**The data**
Issue #271, opened 2022-04-29
Filter categories


liamappelbe:
Currently filters are applied during parsing. When parsing part of the AST, we check if the node passes the config's filters. Transitive deps are handled using the `ignoreFilters` flag, because if A passes the filters, and depends on B, B should be included even if it doesn't pass the filters.

This works ok, but it's a bit complicated, and it means we need stuff like `_CreateTypeFromCursorResult` (see comments on that class). It's also problematic for categories, where the dependency arrow is backwards.

Categories are basically extension methods, so if A is an extension of B it should only be included if B is. But in the AST, A points to B. So the `ignoreFilters` approach won't work (if B is included later, how will we know we need to reprocess A?).

A more robust approach would be to just parse everything, and then apply the filters afterwards (though this might have a performance impact for huge imports).

liamappelbe:
Blocked on https://github.com/dart-lang/native/issues/1259. Once I've implemented transformers, I'll overhaul how categories are implemented.

liamappelbe:
Note to self:

- Promote categories to an AST object (similar to `ObjCProtocol`), instead of just adding their methods to their interface
- Code gen them as extension methods on the interface (test the case where the interface is defined in package:objective_c)
- Add `DeclarationFilters` in the config for `objc-categories`
- If everything goes well, there should be no code changes in the existing category test

liamappelbe:
One unfortunate thing I've noticed is that there are a bunch of methods that the Apple documentation treats as ordinary methods, but are actually methods on a category.

For example `NSString` only actually has a few core methods like `length` and `characterAtIndex:`. Most of the methods in the [Apple documentation](https://developer.apple.com/documentation/foundation/nsstring?language=objc) (eg searching, converting, encoding etc) are actually part of the `NSStringExtensionMethods` category, which isn't mentioned anywhere.

When users are missing method, they're going to have to `include: .*` all categories, search for the method they want, find the category its part of, then include that category, which is pretty inconvenient. It's also going to be confusing for new users.

Maybe we need an `include-transitive-categories` option?

liamappelbe:
> * Code gen them as extension methods on the interface

This doesn't always work. If the method returns `instancetype`, then I can code gen it as an extension method that returns the interface, but then it will have the wrong return type when used on a subtype of the interface.

[...]

PR #1681, opened 2024-10-25
[ffigen] Refactor AST filtering

liamappelbe:
Currently all the filtering happens during parsing. This is complicated, error prone, and is blocking [certain bugs](#271) from being fixed. The main goal of this PR is to instead parse everything, then filter the AST afterwards using the new visitor infra.

There are several new visitors:

1. `ApplyConfigFiltersVisitation` uses the config filters to construct a set, `included`, containing all the `Binding`s that are included by the filters. The logic is copied from the old `includer.dart` file.
2. `FindByValueCompoundsVisitation` and `ClearOpaqueCompoundMembersVisitation` replicate the old behavior where the `config.structDependencies` and `config.unionDependencies` flags could change structs and unions to be opaque, if they weren't explicitly included by the config filters, and they were never referred to by value anywhere in the bindings (only by pointer).
3. `FindTransitiveDepsVisitation` just constructs a set, `transitives`, of all `Binding`s reachable from the `included` set.
4. `ListBindingsVisitation` is now in charge of combining the `included` and `transitives` sets to figure out which `Binding`s should be included in the final list of bindings.
5. `MarkBindingsVisitation` just sets the `generateBindings` flag for everything in the final binding set. Needs to be separate from `ListBindingsVisitation` because it needs to iterate the whole tree so that it can set `generateBindings` to false for omitted `Binding`s (`ListBindingsVisitation` doesn't iterate the whole AST).

Other changes:

- AST transformation has been moved out of `Library` and into `parser.dart`. `Library` is now a pretty dumb class that just holds some `Bindings` and doesn't transform them at all. This is much cleaner, but means that a few of the tests had to be updated, because they were constructing `Library` objects directly from synthetic `Binding`s, and relying on the automatic transformations.
- Removed the ubiquitous and confusing `ignoreFilter` flag from all the sub_parsers. It was used to control the behavior of transitive deps, but now that's much more clearly implemented in the visitors.
- Deleted `header_parser/includer.dart`. All the inclusion logic is now in the visitors.
- A lot more AST nodes are now individually visitable (see the new methods in `Visitation`).
- Added a top level `visit` function for the common case where you just want to run a visitation on a single list of nodes.
- Split `Constant` into `UnnamedEnumConstant` and `MacroConstant` so that the visitors can distinguish them (they have different config filtering rules).
- Make `Binding` implement the config `Declaration` type, allowing us to pass bindings directly to the config filter functions.
- Promote `Binding.generateBindings` to a mutable bool field. This field is filled in by `MarkBindingsVisitation`, and is used so that bindings that have been filtered out but still appear in the AST codegen sensibly. Currently this only affects `Typealias`, but I'll use it for stubbing ObjC interfaces in a follow up. Previously we were using this field to skip binding generation inside the `toBindingString` method, but now that behavior is handled by just omitting filtered bindings from the `finalBindings` list in `_transformBindings`.
- Had to add `NSOrderedCollectionDifference` to package:objective_c.

#1259


HosseinYousefi (approved):
LGTM!

Issue #1149, opened 2024-05-16
Does anyone need to implement protocol class methods?


liamappelbe:
My initial design for [implementing ObjC protocols from Dart](https://github.com/dart-lang/native/issues/1040) will only support instance methods. This is the use case most Dart programmers will be familiar with, analogous to implementing the methods of an interface.

But in ObjC, protocols can also contain class methods (analogous to static methods in Dart). It's possible to implement them, and for a consumer of the protocol to get the instance's class and then call the implementation of that class method:

```objective-c
@protocol MyProtocol<NSObject>
+ (double)classMethod;
@end


@interface ObjCProtocolImpl : NSObject<MyProtocol>
@end

@implementation ObjCProtocolImpl
+ (double) classMethod {
  return 1.23;
}
@end


@interface ProtocolConsumer : NSObject
- (double)callClassMethod:(id<MyProtocol>)proto;
@end

@implementation ProtocolConsumer : NSObject
- (double)callClassMethod:(id<MyProtocol>)proto {
  Class cls = [proto class];
  return [cls classMethod];  // Returns 1.23
}
@end
```

Supporting this would be tricky, and I think that protocols with class methods are rare. So for now I'm not going to support it. Comment on this issue if you have a use case.

PR #1684, opened 2024-10-29
[ffigen] Migrate method filtering to the visitor

### LINKED ISSUE #1594: Obj-C ffigen appears to de-dup `_objc_msgSend_*` usage, but not generation
I always have a scattering of unused `_objc_msgSend_###` warnings from my generated bindings. It also looks like there's some de-duping at the usage level but not the generation level for `_objc_msgSend_*`. For example, I have this in the `NSScriptClassDescription` generation section:
```dart
late final _sel_classDescriptionForClass_ =
    objc.registerName("classDescriptionForClass:");
final _objc_msgSend_686 = objc.msgSendPointer
    .cast<
        ffi.NativeFunction<
            ffi.Pointer<objc.ObjCObject> Function(
                ffi.Pointer<objc.ObjCObject>,
                ffi.Pointer<objc.ObjCSelector>,
                ffi.Pointer<objc.ObjCObject> aClass)>>()
    .asFunction<
        ffi.Pointer<objc.ObjCObject> Function(ffi.Pointer<objc.ObjCObject>,
            ffi.Pointer<objc.ObjCSelector>, ffi.Pointer<objc.ObjCObject>)>();
```

`_objc_msgSend_686` is unused. When I looked for `_sel_classDescriptionForClass_` to see why, I found these in two different classes:
```dart
  /// classDescriptionForClass:
  static NSClassDescription? classDescriptionForClass_(
      objc.ObjCObjectBase aClass) {
    final _ret = _objc_msgSend_736(_class_NSClassDescription,
        _sel_classDescriptionForClass_, aClass.ref.pointer);
    return _ret.address == 0
        ? null
        : NSClassDescription.castFromPointer(_ret, retain: true, release: true);
  }

...


  /// classDescriptionForClass:
  static NSClassDescription? classDescriptionForClass_(
      objc.ObjCObjectBase aClass) {
    final _ret = _objc_msgSend_736(_class_NSScriptClassDescription,
        _sel_classDescriptionForClass_, aClass.ref.pointer);
    return _ret.address == 0
        ? null
        : NSClassDescription.castFromPointer(_ret, retain: true, release: true);
  }
```

They both use the identical:
```dart
final _objc_msgSend_736 = objc.msgSendPointer
    .cast<
        ffi.NativeFunction<
            ffi.Pointer<objc.ObjCObject> Function(
                ffi.Pointer<objc.ObjCObject>,
                ffi.Pointer<objc.ObjCSelector>,
                ffi.Pointer<objc.ObjCObject> aClass)>>()
    .asFunction<
        ffi.Pointer<objc.ObjCObject> Function(ffi.Pointer<objc.ObjCObject>,
            ffi.Pointer<objc.ObjCSelector>, ffi.Pointer<objc.ObjCObject>)>();
```

from the `NSClassDescription` generation section.

If over-generating and letting tree shaking handle it is intentional (to make the generator logic simpler), the file should be generated with a file-level `ignore` for that warning. But in this case since there's clearly already some kind of global de-duping happening somewhere anyway, maybe it would be easy to make that include not generating the duplicate in the first place?

### LINKED ISSUE #1595: Obj-C ffigen creates a bunch of `The declaration '_sel_...' isn't referenced` warnings
My generated FFI bindings file has about 15 unreferenced private selector warnings, which causes a lot of noise in the analyzer output and makes the IDE problem inspector much harder to use. Either they should be generated only as-needed, or if over-generating and letting tree shaking handle it is intentional (to make the generator logic simpler), the file should be generated with a file-level `ignore` for that warning.

If the solution will be the former, it looks like this is selectors from `NSOjbect` maybe? I see all the following unused: `_sel_class`, `_sel_self`, `_sel_performSelector_`, `_sel_performSelector_withObject_`, `_sel_performSelector_withObject_withObject_`, `_sel_isMemberOfClass_`, `_sel_conformsToProtocol_`, `_sel_retain`, `_sel_release`, `_sel_autorelease`, `_sel_retainCount`, `_sel_zone`, `_sel_hash`, `_sel_superclass`, `_sel_debugDescription`.

liamappelbe:
The [main change](https://github.com/dart-lang/native/pull/1684/commits/06d86a1f27f4c1a9f27a1be3572c1938513ce5f3) is simple enough. Fixes #1595. Fixes #1594.

But this change altered the order that methods are filtered in, which means the randomized large_objc_test.dart now selects different APIs. So a few new bugs were exposed:

- We don't support [class methods on protocols](https://github.com/dart-lang/native/issues/1149), but interfaces copy all the methods from the protocols they implement, including class methods. There was a bug in `@optional` class methods that were copied from a protocol to a class.
- Protocols were still codegenning these class methods, even though they're not supported. They were generating them as if they were instance methods.
- Listener blocks that take selectors as args generated ObjC trampolines that had a compile error.

### DIFF
--- a/pkgs/ffigen/CHANGELOG.md
+++ b/pkgs/ffigen/CHANGELOG.md
@@ -2,6 +2,10 @@
 
 - Ensure all protocols referenced in bindings are available at runtime.
 - Use package:objective_c 4.0.0
+- Fix various small bugs todo with config filters:
+  - https://github.com/dart-lang/native/issues/1582
+  - https://github.com/dart-lang/native/issues/1594
+  - https://github.com/dart-lang/native/issues/1595
 
 ## 15.0.0
 
--- a/pkgs/ffigen/lib/src/code_generator/imports.dart
+++ b/pkgs/ffigen/lib/src/code_generator/imports.dart
@@ -135,6 +135,6 @@ final wCharType = ImportedType(ffiImport, 'WChar', 'int', 'wchar_t', '0');
 final objCObjectType =
     ImportedType(objcPkgImport, 'ObjCObject', 'ObjCObject', 'void');
 final objCSelType = ImportedType(
-    objcPkgImport, 'ObjCSelector', 'ObjCSelector', 'objc_selector');
+    objcPkgImport, 'ObjCSelector', 'ObjCSelector', 'struct objc_selector');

**Instructions for the task**
Using the entries above, output exactly the lines between the line holding "just constructs a" and the line holding "list of bindings.", end lines included, and nothing more.

**Task result**
3. `FindTransitiveDepsVisitation` just constructs a set, `transitives`, of all `Binding`s reachable from the `included` set.
4. `ListBindingsVisitation` is now in charge of combining the `included` and `transitives` sets to figure out which `Binding`s should be included in the final list of bindings.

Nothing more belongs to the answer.